Sold as children’s toys and some resembling candy, water beads are colorful balls that absorb water. Yet the products can also be dangerous for young children and even potentially fatal if swallowed, because they can grow several times in size once in a child’s body, advocates and a federal agency warn.

That’s why parents and the chairman of the Consumer Product Safety Commission are supporting a congressman’s plan to propose legislation banning water beads marketed to children.

Often purchased for older siblings, expanded water beads have been found in the stomachs, intestines, ears, noses and even lungs of infants and toddlers, Consumer Reports said in a recent report. The CPSC estimates there have been 4,500 hospital emergency room visits due to water dripping since 2017.

“Confusion and Terror”

Among those emergency room visits was one in 2017 involving Ashley Haugen’s granddaughter, Kipley.

“I remember sitting in the waiting room, drenched in Kipley’s vomit, a mixture of confusion and terror coming over me,” Haugen, a San Antonio, Texas, resident and founder, said Monday of That Water Bead Lady, an advocacy group. press conference held to rally support for the bill proposed by Rep. Frank Pallone, D., New Jersey. “The source of his illness? Water beads, the seemingly harmless birthday present we bought for his older sister’s 6th birthday. Unbeknownst to us, the material of the beads has been silently wreaking havoc on the little body of Kipley for over 70 days.”

Kipley survived, but the incident required extensive surgery and post-operative care.

The bill, expected to be introduced this week by Pallone, is the quickest way to protect children nationwide, according to Consumer Reports and the CPSC, which has issued public warnings about water beads and recalled several products.

“Walmart, Amazon and Target all sell these products in various forms,” Pallone said Monday outside Jersey Shore University Medical Center in Neptune, New Jersey. “We recently did a search on Amazon and got 3,000 results, so it’s very widespread.”

“No warning will be enough, they must be banned,” he added.

Water bead activity kits sold at Target recalled due to ingestion and choking hazard


A multitude of children’s toy sets and related products containing water beads were available for sale on the retailer’s three sites, as well as those of other toy sellers, CBS MoneyWatch found.

“Children, as you all know, love to put things in their mouth, and once it reaches the stomach it can cause an obstruction, and if they are lucky, once it reaches the small intestine, it’s a major operation,” Dr. Harpreet Pall, chairman of pediatrics at Hackensack Meridian Health K. Hovnanian Children’s Hospital, said at the news conference.

Water beads are also problematic in that, because they are not metallic, they are harder to detect in X-rays, Pall noted.

baby’s death

Another parent who spoke at the event described the death of their baby on July 7.

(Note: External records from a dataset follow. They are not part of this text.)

PR #12175, opened 2020-09-25
Add feature to remap Xcode path in debug info

keith:
By default the path to Xcode and the current SDK root are embedded in
binary's debug info. This information is mostly unused, and otherwise
has other workarounds for including for debugging. This feature scrubs
that path to produce more hermetic binaries.

https://forums.swift.org/t/lldb-usage-of-dw-at-llvm-isysroot/40575

### DIFF
--- a/tools/osx/crosstool/cc_toolchain_config.bzl
+++ b/tools/osx/crosstool/cc_toolchain_config.bzl
@@ -5357,6 +5357,29 @@ def _impl(ctx):
         ],
     )
 
+    remap_xcode_path_feature = feature(
+        name = "remap_xcode_path",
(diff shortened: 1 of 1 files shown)


tools/osx/crosstool/cc_toolchain_config.bzl
```diff
@@ -5357,6 +5357,29 @@ def _impl(ctx):
         ],
     )
 
+    remap_xcode_path_feature = feature(
+        name = "remap_xcode_path",
```
keith, line 5361: happy to use different names here too

keith:
Thanks!

PR #12179, opened 2020-09-28
add --http_mirror to accelerate http downloads on external repositories

yancl:
Every time we build our projects by Bazel from a clean environment(ci for example), it will cost a lot of time to download the external artifacts(sometimes it even breaks because of network jitters). So I think it will be better for Bazel to support something like the [GOPROXY](https://proxy.golang.org/) so that we can maintain our own mirrored external artifacts and speed up the building process.

According to @philwo's great advice, it is better to use repository options to implement it.

Thank you for your help, @philwo, PTAL:)

### DIFF
--- a/src/main/java/com/google/devtools/build/lib/bazel/repository/downloader/HttpDownloader.java
+++ b/src/main/java/com/google/devtools/build/lib/bazel/repository/downloader/HttpDownloader.java
@@ -29,6 +29,7 @@ import com.google.devtools.build.lib.vfs.Path;
 import java.io.IOException;
 import java.io.InterruptedIOException;
 import java.io.OutputStream;
+import java.net.MalformedURLException;
 import java.net.SocketTimeoutException;
 import java.net.URI;
 import java.net.URL;
@@ -50,11 +51,16 @@ public class HttpDownloader implements Downloader {
   private static final Semaphore semaphore = new Semaphore(MAX_PARALLEL_DOWNLOADS, true);
 
   private float timeoutScaling = 1.0f;
+  private URL mirror = null;
 
   public HttpDownloader() {}
 
   public void setTimeoutScaling(float timeoutScaling) {
     this.timeoutScaling = timeoutScaling;
+  }
+
+  public void setMirror(URL mirror) {
+    this.mirror = mirror;
   }
 
   @Override
@@ -85,6 +91,14 @@ public class HttpDownloader implements Downloader {
     boolean success = false;
 
     List<IOException> ioExceptions = ImmutableList.of();
+
+    // Prefix all urls with the mirror to send requests to the mirror server first
+    // if mirrored urls failed, then retry the origin urls
+    if (mirror != null) {
+      List<URL> mirroredUrls = getMirroredUrls(urls);
+      mirroredUrls.addAll(urls);
+      urls = mirroredUrls;
+    }
 
     for (URL url : urls) {
       semaphore.acquire();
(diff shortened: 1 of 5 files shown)


src/test/java/com/google/devtools/build/lib/bazel/repository/downloader/HttpDownloaderTest.java
```diff
@@ -321,6 +323,123 @@ public void downloadFrom2UrlsBothSocketTimeoutDuringBodyRead()
...
+                        "HTTP/1.1 200 OK",
+                        "Date: Fri, 31 Dec 1999 23:59:59 GMT",
+                        "Connection: close",
+                        "Content-Type: text/plain",
+                        "",
+                        "hello");
+
+                    // Never close the socket to cause SocketTimeoutException during body read on client
+                    // side.
+                    return null;
```
philwo, line 395: Can we change this test instead to immediately return an HTTP 404, as I think this is the more common case for "the mirror does not have my file yet". :)

src/main/java/com/google/devtools/build/lib/bazel/repository/downloader/HttpDownloader.java
```diff
@@ -136,4 +150,21 @@ public void download(
...
   }
+
+  public List<URL> getMirroredUrls(List<URL> urls) throws IOException {
+    List<URL> mirroredUrls = new ArrayList<>(urls.size());
+    for (URL url : urls) {
+      String portStr = "";
+      if ( url.getPort() != -1 ) {
+        portStr = String.format(":%d", url.getPort());
+      }
+      String mirroredUrlStr = mirror.toString().replaceAll("/*$","") + "/" + url.getHost() + portStr + "/" + url.getPath().replaceAll("^/*","");
```
philwo, line 161: Could you extract this URL transformation into a method and add a simple unit test for it that ensures it does what we think it does? ;)

philwo (changes requested):
Very nice, thank you! I'm already looking forward to removing all the duplicate URLs in our WORKSPACE file... :)

src/test/java/com/google/devtools/build/lib/bazel/repository/downloader/HttpDownloaderTest.java
yancl: Yes, you are right.  HTTP 404 is much better in this case:)

In our case we have a customized mirror server that will fetch artifacts from the original server automatically when it can't find the requested files locally. Then we don't need to upload the added/updated artifacts to our mirror server manually when WORKSPACE reviewed.

src/main/java/com/google/devtools/build/lib/bazel/repository/downloader/HttpDownloader.java
yancl: Thanks for your review, updated, PTAL:)

philwo (approved):
Thank you! The code looks good to me :)

I feel bad that I only now noticed this, but my colleagues told me that we'll need a little design document for this new feature - just a paragraph what this is about and the transformation algorithm from "URL => mirrored URL" with some examples would be fine. Then we could post this on the https://github.com/bazelbuild/proposals repo, see if we get any further feedback on bazel-dev@ and then merge this PR.

The reason is that this is a new flag that affects how Bazel communicates with remote systems and we want to ensure that we get this absolutely right and don't forget about any edge case (otherwise if we change this transformation again in the future, it would break all people who are already relying on this version of the method and have structured the URLs on their mirror in that way).

Are you interested in writing up a tiny little proposal doc for this? If you're busy, I totally understand that, just let me know and I'd be happy to give it a try myself in the next days. Sorry for not having stated this in the beginning.

yancl:
Thank you @philwo, very very appreciate for what you have done for me. I'm very happy to give a design doc on this new flag in the next few days:)

philwo:
@yancl Do I understand correctly that we're instead going ahead with https://github.com/bazelbuild/bazel/pull/12170 and can close this? :)

yancl:
Yes, thanks  :)

PR #12182, opened 2020-09-28
Fix two toolchain types resolved to the same label

comius:
Fixing toolchain resolution to allow two different toolchain types resolve to the same label.


katre (approved):
Can you add a test (in [src/test/shell/bazel/toolchain_test.sh](https://cs.opensource.google/bazel/bazel/+/master:src/test/shell/bazel/toolchain_test.sh)) for this case?

comius:
cc @lberki, @c-mita, @oquenchil

katre (approved):

PR #12189, opened 2020-09-29
Keep client from using cookie files from the old server

loshca:


lberki:
Looks reasonable, but I'd like to understand what's happening first. Let's discuss on #12190 .

meisterT:
Can we merge this?

loshca:
> Can we merge this?

Sorry, not yet. It's not enough to fix the race from the issue. I will add the second part next week.
Converted to draft for now.

lberki (approved):

lberki (changes requested):
...and it's now that I caught up with the thread. Let me know when it's ready for review again!

sgowroji:
Hello @loshca, Do we have any update on this PR for further review ? Thanks!

PR #12192, opened 2020-09-29
Add default target constraint

comius:
Changes for proposal https://github.com/bazelbuild/proposals/blob/master/designs/2020-09-29-new-default-target-constraint.md


comius:
The change would make target and host platform different when running on the same machine. Looking for other solutions.

PR #12194, opened 2020-09-29
[doc] correct bazel's ancestor

wisechengyi:


wisechengyi:
I am assuming this is what the text meant, but feel free to close this if incorrect.

jin (approved):

jin:
(this is unfortunately not the right fix, we need to fix our internal copybara string transformation)

wisechengyi:
ack. thanks for checking!

Issue #7713, opened 2019-03-13
Minimize output of --toolchain_resolution_debug


EricBurnett:
### Description of the problem / feature request:

--toolchain_resolution_debug contains useful information for understanding why a toolchain was selected, but it's also very verbose - in an example case involving the Go rules, 1600 lines of output mostly of the form "considering X; constraint doesn't match; rejected X", plus a large number of repeated lines when unspecified actions choose a toolchain (_"Selected execution platform //:builder_platform, type @io_bazel_rules_go//go:toolchain -> toolchain @go_sdk//:go_linux_amd64-impl"_ 800 times)

### Feature requests: what underlying problem are you trying to solve with this feature?

It'd be nice if this could be more compacted, and easier to scan. E.g. by collecting up the resolution details first, then producing a compact structured output second - 

    Toolchain resolution debug info:
        @io_bazel_rules_go//go:toolchain for @bazel_tools//platforms:target_platform
            Matched execution platforms and toolchains: {//:builder_platform -> @go_sdk//:go_linux_amd64-impl, @bazel_tools//platforms:host_platform -> @go_sdk//:go_linux_amd64-impl}
            Rejected toolchains @go_sdk//:go_android_386-impl, @go_sdk//:go_android_amd64-impl, and 20 others for not matching constraint @bazel_tools//platforms:os , value @bazel_tools//platforms:linux
        @io_bazel_rules_go//go:toolchain for @bazel_tools//platforms:host_platform
            Matched execution platforms and toolchains: {//:builder_platform -> @go_sdk//:go_linux_amd64-impl, @bazel_tools//platforms:host_platform -> @go_sdk//:go_linux_amd64-impl}
            Rejected toolchains @go_sdk//:go_android_386-impl, @go_sdk//:go_android_amd64-impl, and 20 others for not matching constraint @bazel_tools//platforms:os , value @bazel_tools//platforms:linux
        @bazel_tools//tools/cpp:toolchain_type for @bazel_tools//platforms:target_platform
        ...

For matching of toolchains against actions themselves, it seems it'd be better to either omit those lines, or to emit the target as well - 800 lines saying the go toolchain was selected but without context don't quite solve that well.

### Bugs: what's the simplest, easiest way to reproduce this bug? Please provide a minimal example if possible.

Add --toolchain_resolution_debug to any build including Go.

cushon:
see also b/126375095

katre:
[...]

PR #12196, opened 2020-09-30
Improve toolchain resolution debug

comius:
When multiple toolchain types are resolved, skyframe functions run in parallel and the debug output is often hard to follow. Adding type of toolchain to each message makes it possible to analyse the results better.

Also after a execution transition, target changes. Added target label to the message, to be able to tell for which target toolchain was selected.

Removing initial messages "Looking for toolchain of type...", "Considering toolchain...". With additional fields displayed they become obsolete.

Condensing 'rejection explanation', i.e. which values are mismatched, into a single line.

#7713, b/126375095: there is still some duplications in ToolchainResolutionFunction:125, which I didn't remove because some tests depend on it (when specifying extra_toolchains)

b/117279695 is fixed with this

### DIFF
--- a/src/main/java/com/google/devtools/build/lib/skyframe/SingleToolchainResolutionFunction.java
+++ b/src/main/java/com/google/devtools/build/lib/skyframe/SingleToolchainResolutionFunction.java
@@ -132,29 +132,26 @@ public class SingleToolchainResolutionFunction implements SkyFunction {
     ImmutableMap.Builder<ConfiguredTargetKey, Label> builder = ImmutableMap.builder();
     ToolchainTypeInfo toolchainType = null;
 
-    debugMessage(eventHandler, "%s: Looking for toolchain for target %s", toolchainTypeLabel,
-        targetPlatform.label());
     for (DeclaredToolchainInfo toolchain : toolchains) {
       // Make sure the type matches.
       if (!toolchain.toolchainType().typeLabel().equals(toolchainTypeLabel)) {
         continue;
       }
-      debugMessage(eventHandler, "%s: %s: Considering toolchain.", toolchainTypeLabel,
-          toolchain.toolchainLabel());
 
       // Make sure the target platform matches.
       if (!checkConstraints(
           eventHandler, toolchain.targetConstraints(), "target", targetPlatform, toolchainTypeLabel,
           toolchain.toolchainLabel())) {
-        debugMessage(
-            eventHandler,
-            "%s: %s: Rejected toolchain, because of target platform mismatch",
-            toolchainTypeLabel, toolchain.toolchainLabel());
         continue;
       }
 
       // Find the matching execution platforms.
       for (ConfiguredTargetKey executionPlatformKey : availableExecutionPlatformKeys) {
+        // Only check the toolchains if this is a new platform.
+        if (platformKeysSeen.contains(executionPlatformKey)) {
+          continue;
+        }
+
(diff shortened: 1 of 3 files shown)


comius:
cc @lberki @c-mita @oquenchil

src/main/java/com/google/devtools/build/lib/skyframe/SingleToolchainResolutionFunction.java
```diff
@@ -210,41 +205,50 @@ private static boolean checkConstraints(
       @Nullable EventHandler eventHandler,
       ConstraintCollection toolchainConstraints,
       String platformType,
-      PlatformInfo platform) {
+      PlatformInfo platform,
+      Label toolchainTypeLabel, Label toolchainLabel) {
```
katre, line 209: Please put toolchainLabel on a new line for consistency,

src/test/shell/bazel/toolchain_test.sh
```diff
@@ -533,9 +533,8 @@ EOF
     --toolchain_resolution_debug \
     --incompatible_auto_configure_host_platform \
     //demo:use &> $TEST_log || fail "Build failed"
-  expect_log 'ToolchainResolution: Looking for toolchain of type //toolchain:test_toolchain'
-  expect_log 'ToolchainResolution:   For toolchain type //toolchain:test_toolchain, possible execution platforms and toolchains: {@local_config_platform//:host -> //:test_toolchain_impl_1}'
-  expect_log 'ToolchainResolution: Selected execution platform @local_config_platform//:host, type //toolchain:test_toolchain -> toolchain //:test_toolchain_impl_1'
+  expect_log 'ToolchainResolution:   Type //toolchain:test_toolchain: target @local_config_platform//.*: execution @local_config_platform//:host: Selected toolchain //:test_toolchain_impl_1'
```
katre, line 536: Instead of "target @local_config_platform", which looks like it is the target being built, specify that this is "target platform @local_config_platform".

katre (changes requested):
Does this help mitigate #7713? Also see http://b/117279695 and http://b/126375095.

src/test/shell/bazel/toolchain_test.sh
comius: > Does this help mitigate #7713? Also see http://b/117279695 and http://b/126375095.

#7713, b/126375095: there is still some duplications in ToolchainResolutionFunction:125, which I didn't remove because some tests depend on it (when specifying extra_toolchains)

b/117279695 is fixed with this

What would be most useful for me is to have two levels: displaying selected toolchains, displaying also why they were rejected.

src/main/java/com/google/devtools/build/lib/skyframe/SingleToolchainResolutionFunction.java
comius: Done.

comius:
> Does this help mitigate #7713? Also see http://b/117279695 and http://b/126375095.

#7713, b/126375095: there is still some duplications in ToolchainResolutionFunction:125, which I didn't remove because some tests depend on it (when specifying extra_toolchains)

b/117279695 is fixed with this

What would be most useful for me is to have two levels: displaying selected toolchains, displaying also why they were rejected.

src/test/shell/bazel/toolchain_test.sh
comius: Done.

katre (approved):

“I walked into the unimaginable,” Taylor Bethard said as she described walking into her 10-month-old daughter’s room one morning. “My baby was not breathing, she had no pulse, my children watched me scream in terror and start CPR,” Bethard said. “Our sweet Esther Jo left because of a toy.”

A third mother described the stress of knowing that toys that hurt their children remain on the market.

X-ray showing beads of water in a child’s intestines. Product safety regulators say water beads are associated with thousands of emergency room visits each year.

United States Consumer Product Safety Commission

“Imagine the anxiety of walking into the store and seeing these types of products, water beads, that you know are deadly on the shelves, directly targeting families and children,” said Folichia Mitchell , of Berwick, Maine, whose daughter Kennedy was seriously injured by drops of water in November 2022.

Regulatory actions that can be taken by the CPSC to prevent water beads from appearing on store shelves could take years and still face legal challenges, said CPSC Chairman Alex Hoehn-Saric , during a meeting. “Legislation is a much more direct way. It puts protections in place much more quickly and definitively,” he said.